Rape Case Arrests Reignite Tenants' Safety Concerns

1050 B is a $90 million dollar showcase that opened two years ago, and has been subject to widespread complaints

There’s been an alarming development in a story NBC 7 San Diego aired in January about security concerns involving 1050 B, high-rise affordable housing complex downtown.
           
Police on Thursday confirmed that they’ve arrested two men on rape counts involving an intoxicated woman last weekend – the alleged crimes apparently caught on surveillance video.

It’s a $90 million dollar showcase that opened two years ago, and has been subject to widespread complaints about safety issues both inside and outside the place.

Among its 500 residents are a number of children.

Told of the alleged sexual assault, a resident who identified himself only as Darnell replied: "I don't feel safe for the well-being of kids being here, if that's going to be going on.  Whatever needs to be done, I'm more for safety.  It has to be done."
           
The incident was reported to have happened in a trash room on the first level of the underground parking garage around 3:15 a.m. Sunday.
           
A so-called "courtesy patrol" agent was elsewhere in the building at the time.
           
His shift runs from 8:30 p.m. Saturdays to 4:30 a.m. Sundays, and the same time frame Sunday nights to Monday mornings.
           
The patrol was hired by the landlord following a story NBC 7 aired in January about a petition drive among dozens of residents who cited car thefts, burglaries, assaults, vandalism and graffiti --        and invasions by drug dealers, addicts, prostitutes, and derelicts.
           
"They're minimizing every bad thing that happens here,”  tenant activist Pat Estelle said of management’s response to their demands for greater security measures. “They don't seem to take it seriously.”
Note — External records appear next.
PR #1363, opened 2024-03-29
Extract FrameHandler from PaparazziSdk

gamepro65:
We are calling `handler.use { }` inside `takeSnapshots` as well as `frameHandler?.close()` in sdk's teardown causing us to double close the frameHandler.

Instead of continuing to use FrameHandler directly in PaparazziSdk this PR aims to expose a frame callback that can be utilized by Paparazzi to forward to it's self owned FrameHandler avoiding any accidental cleanup during sdk's teardown.

### DIFF
--- a/paparazzi/src/main/java/app/cash/paparazzi/PaparazziSdk.kt
+++ b/paparazzi/src/main/java/app/cash/paparazzi/PaparazziSdk.kt
@@ -40,7 +40,6 @@ import androidx.compose.ui.platform.createLifecycleAwareWindowRecomposer
 import androidx.lifecycle.Lifecycle
 import androidx.lifecycle.setViewTreeLifecycleOwner
 import androidx.savedstate.setViewTreeSavedStateRegistryOwner
-import app.cash.paparazzi.SnapshotHandler.FrameHandler
 import app.cash.paparazzi.accessibility.AccessibilityRenderExtension
 import app.cash.paparazzi.agent.InterceptorRegistrar
 import app.cash.paparazzi.internal.ImageUtils
@@ -93,12 +92,12 @@ public class PaparazziSdk @JvmOverloads constructor(
   private val renderExtensions: Set<RenderExtension> = setOf(),
   private val supportsRtl: Boolean = false,
   private val showSystemUi: Boolean = false,
-  private val validateAccessibility: Boolean = false
+  private val validateAccessibility: Boolean = false,
+  private val onNewFrame: (BufferedImage) -> Unit
 ) {
   private val logger = PaparazziLogger()
   private lateinit var renderSession: RenderSessionImpl
   private lateinit var bridgeRenderSession: RenderSession
-  private var frameHandler: FrameHandler? = null
 
   public val layoutInflater: LayoutInflater
     get() = RenderAction.getCurrentContext().getSystemService("layout_inflater") as BridgeInflater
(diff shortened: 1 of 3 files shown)


geoff-powell (approved):

paparazzi/src/main/java/app/cash/paparazzi/PaparazziSdk.kt
```diff
@@ -165,34 +163,29 @@ public class PaparazziSdk @JvmOverloads constructor(
...
 
-  public fun setFrameHandler(handler: FrameHandler) {
-    frameHandler = handler
-  }
-
   public fun <V : View> inflate(@LayoutRes layoutId: Int): V =
     layoutInflater.inflate(layoutId, null) as V
 
-  public fun snapshot(composable: @Composable () -> Unit) {
+  public fun snapshot(frameCallback: (BufferedImage) -> Unit, composable: @Composable () -> Unit) {
```
jrodbx, line 174: I'm not sure that passing the frame callback to every snapshot/gif every method is ideal.

preferred:
```
val frameCallback = {...}

sdk = SDK(frameCallback)
// or
// sdk.setFrameCallback(frameCallback)
sdk.setup()
sdk.snapshot(view, ...)
// update view model
sdk.snapshot(view, ...)
sdk.shutdown()
```

vs:
```
val frameCallback = {...}

sdk = SDK()
sdk.setup()
sdk.snapshot(view, ..., frameCallback)
// update view model
sdk.snapshot(view, ..., frameCallback) // <== why pass this again?
sdk.shutdown()
```

Now I realize it's also not ideal to pass the frame callback via a setter vs a constructor argument, but this is primarily because the current use case is the Junit Rule, i.e., the frame handler takes the name of the method which is only known after the rule (and therefore the sdk) is created, thus the deferred state management.

I *do* like moving `handler.use` out of the SDK, but it looks like:
* leaving the field variable
* keeping the IllegalStateException check in takeSnapshots
* removing `frameHandler?.close()`

fixes the double close problem.

gamepro65: > preferred:
> 
> ```
> val frameCallback = {...}
> 
> sdk = SDK(frameCallback)
> // or
> // sdk.setFrameCallback(frameCallback)
> sdk.setup()
> sdk.snapshot(view, ...)
> // update view model
> sdk.snapshot(view, ...)
> sdk.shutdown()
> ```

Took a stab at the preferred path, lmk what you think @jrodbx

jrodbx: nice!

paparazzi/src/main/java/app/cash/paparazzi/PaparazziSdk.kt
```diff
@@ -95,12 +94,12 @@ public class PaparazziSdk @JvmOverloads constructor(
   private val renderExtensions: Set<RenderExtension> = setOf(),
   private val supportsRtl: Boolean = false,
   private val showSystemUi: Boolean = false,
-  private val validateAccessibility: Boolean = false
+  private val validateAccessibility: Boolean = false,
+  private val frameCallback: (BufferedImage) -> Unit
```
jrodbx, line 98:
```suggestion
  private val onNewFrame: (BufferedImage) -> Unit
```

Added another tenant, who declined to give his name: “Whoever is in charge of the overall planning of the building doesn’t have the safety of the residents as a top priority.  It’s been a hectic situation here.  The security seems like a Band-Aid over a larger problem – poor resident screening.  It’s a travesty.”

In fact, according to letter sent to Estelle by a building management executive,  one of the suspects had "proper access" to the complex.

Now, in the wake of the reported sexual assault, tenants have escalated their calls for more patrols.

One reported seeing one of the suspects and the alleged victim in the aftermath of the incident.

"She said the man was standing there with a wine bottle in his hand,” Estelle said, recounting a conversation with the witness.  “The lady was on the floor crying.  She was bloody."
           
Other tenants accuse the landlord of turning a blind eye to their concerns -- and the realities of patrolling the situation in a 23-floor residential complex.

"In any other building or any other complex, or office complex, they have more than one type of security roaming the grounds and on the floors,” said a resident who gave his name as Brian, as his 17-year-old daughter listened in on his interview with NBC 7. “Twenty-three floors is too many for one guy."

Said Estelle: "It's a financial thing; they don't want to spend the money for security. But they don't tell us that. The say everything is just fine, everything has been resolved. And that this couldn't be avoided, and they're thinking the cameras are doing the trick. Well, the cameras are great, if they can identify the perpetrator. But the act is over and done with!"

A spokeswoman for the building's management company issued NBC 7 a statement saying: “We won't be commenting on this police matter today. In the near future, we would like to speak with you about security at 1050 B."

In the executive’s letter to Estelle, there was mention of making arrangements for  a community meeting with Police Department representatives, to  "take advantage of that knowledge and advice .. in preventing further incidents."